--- WHAT YOU SHOULD DO ---
Each line below that includes the word "antonsviridenko" is to be reported.

[Opening DATA SHOWN section]

PR #1521, opened 2021-06-04
Fix installation of cmake for CentOS 8

ribose-jeffreylau:
It seems cmake3 has been renamed to cmake in the dnf repo.

GHA has been failing for CentOS 8 workflows.

See: https://github.com/rnpgp/rnp/runs/2743297015?check_suite_focus=true#step:6:1208

### DIFF
--- a/.github/workflows/centos8.yml
+++ b/.github/workflows/centos8.yml
@@ -39,8 +39,15 @@ jobs:
             GPG_VERSION: beta
           - BUILD_MODE: sanitize
             GPG_VERSION: stable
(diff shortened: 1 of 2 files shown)


ni4:
@ronaldtse @ribose-jeffreylau We have only single failure, where GnuPG beta compilation fails, so probably we may merge it.

ribose-jeffreylau:
@ni4 I've now disabled the failing test.  I've created #1522 for the issue.

ni4:
Thanks, @ribose-jeffreylau !

PR #1526, opened 2021-06-10
Fix incorrect key expiration calculation.

ni4:
This fixes previously uncovered case with non-zero key expiration time from direct-key signature with zero from primary uid certification.


ronaldtse (approved):
Thanks @ni4!

antonsviridenko (commented):
I see that changes in https://github.com/rnpgp/rnp/pull/1529 are identical to this one, probably one of PR-s was pushed by mistake twice.

antonsviridenko:
Or almost identical, except "case 15"...

ni4:
@antonsviridenko answered in #1529 - that one will be rebased on this one. Is this look good to you? Thanks!

antonsviridenko (approved):

PR #1534, opened 2021-06-18
Workaround MSYS2 CI issue, failing to checkout googletest via CMake

ni4:
Not sure whether this is correct solution, as we leave tests unbuildable on latest msys2/cmake combination without manual googletest sources download. However, this error seems to be on the CMake side and we'll just need to wait till they fix it.

### DIFF
--- a/.github/workflows/windows.yml
+++ b/.github/workflows/windows.yml
@@ -25,6 +25,8 @@ jobs:
     runs-on: windows-latest
     if: "!contains(github.event.head_commit.message, 'skip ci')"
     timeout-minutes: 70
+    env:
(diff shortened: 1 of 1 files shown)


ni4:
@ronaldtse What do you think about such solution? Or probably we should dig deeper into cmake internals to find exact source of the issue?

The root of the MSYS2 problem is that CMake generates external project code, where finally git is fed up with "HEAD^commit" parameter instead of "HEAD^{commit}".

antonsviridenko (approved):

ronaldtse (approved):

ronaldtse:
Thank you @ni4 !

PR #476, opened 2015-08-03
SatSolver debugging

rjschwei:
Have the code ready for solver debugging.

### DIFF
--- a/modules/KIWISatSolver.pm
+++ b/modules/KIWISatSolver.pm
@@ -231,6 +231,8 @@ sub new {
         # Create SaT pool
         #------------------------------------------
         $pool = $this -> __createPool();
+        # Help with debugging solver issues
+        # pool->set_debuglevel(5);
         #==========================================
         # Create SaT repos
         #------------------------------------------


schaefi:
Is this still needed with regards to the information you got from Stefan and Michael ?

rjschwei:
On 08/06/2015 11:12 AM, Marcus Schäfer wrote:
> Is this still needed with regards to the information you got from Stefan and Michael ?
> 
> ---
> Reply to this email directly or view it on GitHub:
> https://github.com/openSUSE/kiwi/pull/476#issuecomment-128406912
> 

Yes, I think it would be nice to have this comment in the code. Then it
is easy to generate solver debug output by simply uncommenting a line of
code in KIWI rather than having to know the syntax all the time ;)

Thanks,

-- 
Robert Schweikert                   MAY THE SOURCE BE WITH YOU
Public Cloud Architect                         LINUX
rjschwei@suse.com
IRC: robjo

schaefi:
ok

PR #479, opened 2015-08-12
Remove genisoimage and cdrkit-cdrtools-compat dependency

jotrk:
* cdrkit-cdrtools-compat provides a symlink from mkisofs to genisoimage
* It should be safe to use mkisofs as drop-in replacement for genisoimage
* Removing these dependencies is one step towards removing wodim


schaefi:
The patch looks good to me, however I need to ask Steffen if this is save too

@wfeldt could you please review this change ?

Thanks

wfeldt:
the patch is ok

schaefi:
Thanks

[Closing DATA SHOWN section]

--- YOUR SOLUTION ---
antonsviridenko (commented):
antonsviridenko:
@antonsviridenko answered in #1529 - that one will be rebased on this one. Is this look good to you? Thanks!
antonsviridenko (approved):
antonsviridenko (approved):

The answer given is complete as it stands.